Suboptimal growth time and temperature

• Allow sufficient time for the cells to grow during recovery and plating (e.g., 1 hour and 16 hours, respectively). Incubation below 37°C may require more time for adequate growth.
• Ensure the incubator is at the correct temperature for growth of the competent cells used. Prewarming the medium and plates may help with cell growth.

Incorrect antibiotic or concentration in plates

• Ensure that the antibiotic used in the plate corresponds to the vector’s resistance marker.
• Verify that the plates have the correct concentration of antibiotic.

Improper use of cell-spreading tools

• If reusable cell spreaders or glass beads are sterilized by ethanol, flame, or autoclaving prior to the plating step, make sure they are free of ethanol or properly cooled before spreading cells.

Unstable DNA

• For propagation of unstable DNA (e.g., containing direct repeats, or retroviral or lentiviral sequences), use competent cells specifically designed to prevent plasmid recombination (e.g., mutant recA).

• Mutations may have occurred during plasmid propagation in transformed cells. Pick a sufficient number of colonies for representative screening for sequencing. If all colonies show the same mutation, it may have originated in the original template.

• Use a strain specially designed for gene expression, with a tightly regulated inducible promoter to ensure minimal basal expression and high expression upon induction.
• Consider using a low copy number plasmid as a cloning vehicle.
• Grow the cells at a lower temperature (30°C or room temperature) to mitigate toxicity.

• Check that the appropriate procedure and host strain are being used for the colony selection method. For instance:
  • Blue/white screening: The host strain must carry the lacZΔM15 genetic marker, and the vector must contain the lacZ gene with the multiple cloning site (MCS).
  • Positive selection: Ensure that the host strain does not carry a genetic marker that confers resistance to the vector’s lethal gene, to ensure that vectors that fail to acquire an insert will cause cell death.

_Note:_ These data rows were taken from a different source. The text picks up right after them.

PR #131, opened 2019-10-20
Clarify that UAs can concatenate fields like on Android.

### LINKED ISSUE #130: Clarify how URL should be used on platforms without dedicated URL field
Similar to [Web Share Target's note](https://wicg.github.io/web-share-target/#obtaining-a-sharedata), the spec should clarify how to handle the URL property on platforms without a dedicated URL field (like Android). 

The desired behaviour is probably to put text and URL in the same field, since Web Share Target expects that.

mgiuca:
Moved the non-normative explanation out of the Examples section into
the Share targets section, and also addded normative directive that user
agents may discard *or combine* members (emphasis on the new text).

Closes #130.

### DIFF
--- a/index.html
+++ b/index.html
@@ -305,7 +305,7 @@
         of the payload is at the discretion of the share target.
       </p>
       <div class="note">
-        Mapping the {{ShareData}} to the share target (or operating system)'s
+        Mapping the {{ShareData}} to the share target's (or operating system's)
         native format can be tricky as some platforms will not have an
         equivalent set of members. For example, if the target has a "text"
         member but not a "URL" member (as is the case on Android), one solution
--- a/index.html
+++ b/index.html
@@ -301,9 +301,18 @@
         concepts exposed in {{ShareData}}. To <dfn>convert data to a format
         suitable for ingestion into the target</dfn>, the user agent SHOULD map
         the members of {{ShareData}} onto equivalent concepts in the target. It
-        MAY discard members if necessary. The meaning of each member of the
-        payload is at the discretion of the share target.
+        MAY discard or combine members if necessary. The meaning of each member
+        of the payload is at the discretion of the share target.
       </p>
+      <div class="note">
+        Mapping the {{ShareData}} to the share target (or operating system)'s
+        native format can be tricky as some platforms will not have an
+        equivalent set of members. For example, if the target has a "text"
+        member but not a "URL" member (as is the case on Android), one solution
+        is to concatenate both the {{ShareData/text}} and {{ShareData/url}}
+        members of {{ShareData}} and pass the result in the "text" member of
+        the target.
+      </div>
       <p>
         Each share target MAY be made conditionally available depending on the
         {{ShareData}} payload delivered to the {{Navigator/share()}} method.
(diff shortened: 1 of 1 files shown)


index.html
```diff
@@ -301,9 +301,18 @@ <h2>
         concepts exposed in {{ShareData}}. To <dfn>convert data to a format
         suitable for ingestion into the target</dfn>, the user agent SHOULD map
         the members of {{ShareData}} onto equivalent concepts in the target. It
-        MAY discard members if necessary. The meaning of each member of the
-        payload is at the discretion of the share target.
+        MAY discard or combine members if necessary. The meaning of each member
+        of the payload is at the discretion of the share target.
       </p>
+      <div class="note">
+        Mapping the {{ShareData}} to the share target (or operating system)'s
```
ewilligers: share target's (or operating system's)

marcoscaceres:
Another odd situation is where OS requires a field, like `title` is required on Windows. Right now, we are hacking around it with a single “ “... but it’s not great.

mgiuca:
> Another odd situation is where OS requires a field, like `title` is required on Windows. Right now, we are hacking around it with a single “ “... but it’s not great.

What does Windows do with the title? (It seems strange that it's required, since often you just share a single URL by itself.) Is it possible that "title" has a different meaning in this context? (For instance, is it the title of the dialog box, as opposed to the title of the content being shared?)

marcoscaceres:
@saschanaz, any chance you could provide us with a screenshot? I think it wants to display it in the title bar of the share UI itself.

mgiuca:
> @saschanaz, any chance you could provide us with a screenshot? I think it wants to display it in the title bar of the share UI itself.

Ah if that's the case then that's quite a different use case, and you shouldn't be using the `title` field (if supplied) for that. You should probably just have a fixed string like "Share via" or "Share from `origin`" or something. We could consider having a separate field like `dialogTitle` which the UA can optionally use to set the dialog title, but we must beware of spoofing.

saschanaz:
>I think it wants to display it in the title bar of the share UI itself.

Yes AND it also uses it as a title of content:

image

image

marcoscaceres:
Oooh.... yeah, ok... we might need to clarify some things in the spec. We got a single field being used for multiple things.

saschanaz:
>since often you just share a single URL by itself.

The current Firefox global share menu sets the title as `document.title` when a user want to share the current URL, because Windows 🤷‍♀️

ewilligers:
> we must beware of spoofing.

There was an earlier request https://github.com/w3c/web-share/pull/85 for authors to specify some text that would appear with the share sheet. We reverted it due to spoofing concerns.

mgiuca:
> Yes AND it also uses it as a title of content:

Oh OK, in that case I think using `title` here is appropriate. Basically the title of the dialog is "Share" with a sub-heading that says "You are going to share an article titled "Jabberwocky"".

I think it's fine to not clarify it in the spec since this is a Windows-UI-specific usage of the "title" field. It is frustrating though, that they require it. I wonder if we could ask the Windows team to make it optional? @aarongustafson ?

marcoscaceres:
> It is frustrating though, that they require it. 

Agree. It would be nice if it wasn't and Windows just applied as default title.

• Review troubleshooting tips for upstream steps, such as restriction digestion and cloning.

• Check the genotype of the host strain for antibiotic resistance. For example, BL21 Star(DH3)pLysS cells are resistant to chloramphenicol, OmniMAX 2 T1^R cells are resistant to tetracycline, and TOP10 cells are resistant to streptomycin.
• Include a negative control without DNA in the transformation step for verification of antibiotic effectiveness. Assuming the correct genotype, untransformed cells should not survive the antibiotic selection.

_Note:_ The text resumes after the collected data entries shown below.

PR #133, opened 2019-11-06
Add the ability to share files

marcoscaceres:
Add a `files` member to ShareData dictionary.

@ericwilligers, I tried to add in what is in level 2 to kick off discussion. 

 * [X] [Modified Web platform tests](https://github.com/web-platform-tests/wpt/pull/23423)

Implementation commitment:

 * [X] [WebKit](https://bugs.webkit.org/show_bug.cgi?id=207491)
 * [X] Chromium - Already implemented.
 * [ ] [Gecko](https://bugzilla.mozilla.org/show_bug.cgi?id=1635700)

### DIFF
--- a/index.html
+++ b/index.html
@@ -32,7 +32,7 @@
       };
     </script>
   </head>
-  <body>
+  <body data-cite="FILEAPI">
     <section id="abstract">
       <p>
         This specification defines an API for sharing text, links and other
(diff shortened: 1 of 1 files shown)


index.html
```diff
@@ -238,6 +248,7 @@ <h3>
         </h3>
         <pre class="idl">
           dictionary ShareData {
+            FrozenArray&lt;File&gt; files;
```
marcoscaceres: I think this should be a `sequence`, no? We wouldn't expect a developer to pass in a frozen array (i.e., `{files: Object.freeze(filesArray)}`). 
```suggestion
            sequence&lt;File&gt; files;
```

marcoscaceres:
@hober, during TPAC you mentioned that this may be of interest to the WebKit community. Would you be the right person to help us with reviewing/designing this extension to web share?

othermaciej:
There's code implementing file sharing now in WebKit trunk, see: https://bugs.webkit.org/show_bug.cgi?id=207491

marcoscaceres:
@othermaciej, that's fantastic new! thanks for the update. 

Were you folks ok with the way `.canShare()` works? I'd made an alternative proposal in #108? Happy to close it that if WebKit will follow Chrome's behavior tho.

othermaciej:
We've currently implemented more or less what is in the spec. However, it's not too late to change what we have before it ships in a non-preview release.

I personally think the change proposed in issue #108 would be an improvement. I think `canShare` at one point checked for support of sharing specific file types, but now effectively just checks whether file sharing is supported. It seems unwieldy to construct a full ShareData just to check that. One downside is that a method with the same name but different parameters would be maximally likely to cause a compat issue if any content has adopted this AP. I'll comment to that effect in the issue.

marcoscaceres:
Sent a PR to WPT so the corresponding test is [no longer be tentative](https://github.com/web-platform-tests/wpt/pull/23423). 

Filed [Gecko bug](https://bugzilla.mozilla.org/show_bug.cgi?id=1635700). I'll see if I, or someone on Mozilla's DOM Team, can find time to implement it.

marcoscaceres:
@ericwilligers, @mgiuca, this is probably ready to land I think.

PR #134, opened 2019-11-18
chore: inform people that l2 is folded into main spec

### LINKED ISSUE #107: Drop the levels/versioning
For when we move to Web Apps WG, we should consider dropping the spec Levels... instead, we should make pull requests for the level 2 features and try to get other browser vendors behind it. It seems like we (Mozilla) might be willing to support `.canShare()` and sharing `File`s out of the box, so that would give us two implementations (bar review of the actual features, that we are yet to do)... we would then need to sell the Safari folks on supporting those features 🤞.

marcoscaceres:
Closes #107 

The level 2 spec is starting to show up in places, so we should merge this sooner rather than later to minimize the damage.

***

### :boom: Error: 500 Internal Server Error :boom: ###

[PR Preview](https://github.com/tobie/pr-preview#pr-preview) failed to build. _(Last tried on Sep 22, 2020, 10:51 AM UTC)_.

<details>
<summary>More</summary>

PR Preview relies on a number of web services to run. There seems to be an issue with the following one:

:rotating_light: [Spec Generator](https://www.w3.org/2015/labs/) - Spec Generator is the web service used to build specs that rely on ReSpec.

:link: [Related URL](https://labs.w3.org/spec-generator/?type=respec&url=https%3A%2F%2Frawcdn.githack.com%2Fw3c%2Fweb-share%2F034c2618a3e8d26aa0c15a71915b0b06db87ff84%2Flevel-2%2Findex.html%3FisPreview%3Dtrue)

```
[33m🕵️‍♀️  That doesn't seem to be a ReSpec document. Please check manually:[39m [36m[Function: url][39m
```

_If you don't have enough information above to solve the error by yourself (or to understand to which web service the error is related to, if any), please [file an issue](https://github.com/tobie/pr-preview/issues/new?title=Error%20not%20surfaced%20properly&body=See%20w3c/web-share%23134.)._
</details>


mgiuca:
It isn't yet folded into the spec, right? So this is just deleting content that isn't available anywhere else (then we'll have to fish it out of revision control when we fold it into the spec). I think we should hold off on this.

> to minimize the damage

What damage? If we eventually make the l2 spec just tell people to look at the l1 spec (i.e., land this change), then it doesn't matter if people are linking to the l2 spec for now.

marcoscaceres:
> It isn't yet folded into the spec, right? 

Correct, we need to land #133. 

> What damage?

Mostly broken links. We have for instance: 
https://wiki.developer.mozilla.org/en-US/docs/Web/API/Navigator/canShare

(we don't have consensus on `canShare()` or the shape of that API - #108)

Which unfortunately was prematurely documented. Similarly talks about L2:
https://developers.google.com/web/updates/2019/05/web-share-files

> then it doesn't matter if people are linking to the l2 spec for now.

Depends. The L2 will be out of sync with the published version and end up causing confusion (e.g., in the case of MDN).

marcoscaceres:
@mgiuca, I'd really like for us to get this merged as `canShare()` keeps coming up and it's not part of the main spec. We can then finally get consensus on what `canShare()` will look like and how it will behave and land that in the main spec.

marcoscaceres:
Merging as https://github.com/w3c/web-share/pull/177 is now in place.

sideshowbarker:
2bbde9c broke a link in MDN to the Level 2 spec — in the Specifications table here:

https://developer.mozilla.org/en-US/docs/Web/API/Navigator/canShare#Specifications

…which links to https://w3c.github.io/web-share/level-2/#canshare-method

And since #177 hasn’t been merged yet, we don’t have any other working URL that we could change that link to.

marcoscaceres:
@sideshowbarker, `canShare()` might not make it into the spec. It's still tentative. Mozilla will probably object to it being included for the reasons outlined in #108.  See #184 as the proposed alternative.

marcoscaceres:
(i.e., canShare() was never part of an official spec, it was just an incubation... it should not have been documented on MDN as anything but experimental... why I talked about merging this back November 2019, "to minimize the damage").

sideshowbarker:
> `canShare()` might not make it into the spec. It's still tentative (and not fit for purpose). Mozilla will probably object to it being included for the reasons outlined in #108. See #184 as the proposed alternative.
>
> (i.e., canShare() was never part of an official spec, it was just an incubation... it should not have been documented on MDN as anything but experimental... why I talked about merging this back November 2019, "to minimize the damage").

OK, thanks — given all that, I’ve raised https://github.com/mdn/browser-compat-data/pull/6844 to mark it as experimental and nonstandard in BCD, and in https://wiki.developer.mozilla.org/en-US/docs/Web/API/Navigator/canShare$compare?to=1647398&from=1642438, I marked the MDN article similarly.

• The vector plasmid may have integrated into the bacterial chromosome, conferring antibiotic resistance. When this occurs, colonies may appear to lack the transforming DNA, since independently replicating plasmids cannot be detected by the usual screening methods (which selectively purify or detect the plasmids and not the chromosomal DNA). Use competent cells with the recA mutation to prevent recombination and allow stable propagation of the transforming plasmid vector.

• Limit the incubation time to <16 hours after plating to avoid antibiotic breakdown around overgrown colonies, which can lead to formation of satellite colonies.
• For screening, pick well-isolated colonies with no visible satellite colonies.
• For selection of ampicillin-resistant colonies, consider using the more stable semisynthetic antibiotic carbenicillin.

• Adjust the cell volume and/or dilutions as necessary during plating to reduce and optimize the number of colonies formed. Over-plating of cells could result in degradation of plate antibiotics and growth of cells without transforming DNA.

• Use sterile tools and labware, media, and reagents where appropriate or required in the workflow.
• Make sure spreading rods and/or glass beads are sterile, and cell plating is performed under aseptic conditions.

Large number of cells plated

• Adjust the cell sample volume and/or dilutions as necessary for plating to reduce and optimize the number of colonies formed.

Long incubation

• Limit the incubation time to <16 hours after plating to avoid overgrowth.
• Check the recommended length of time for culture growth, since some strains are designed for accelerated growth.

Improper spreading

• Use appropriate tools and techniques to evenly spread cells on plates.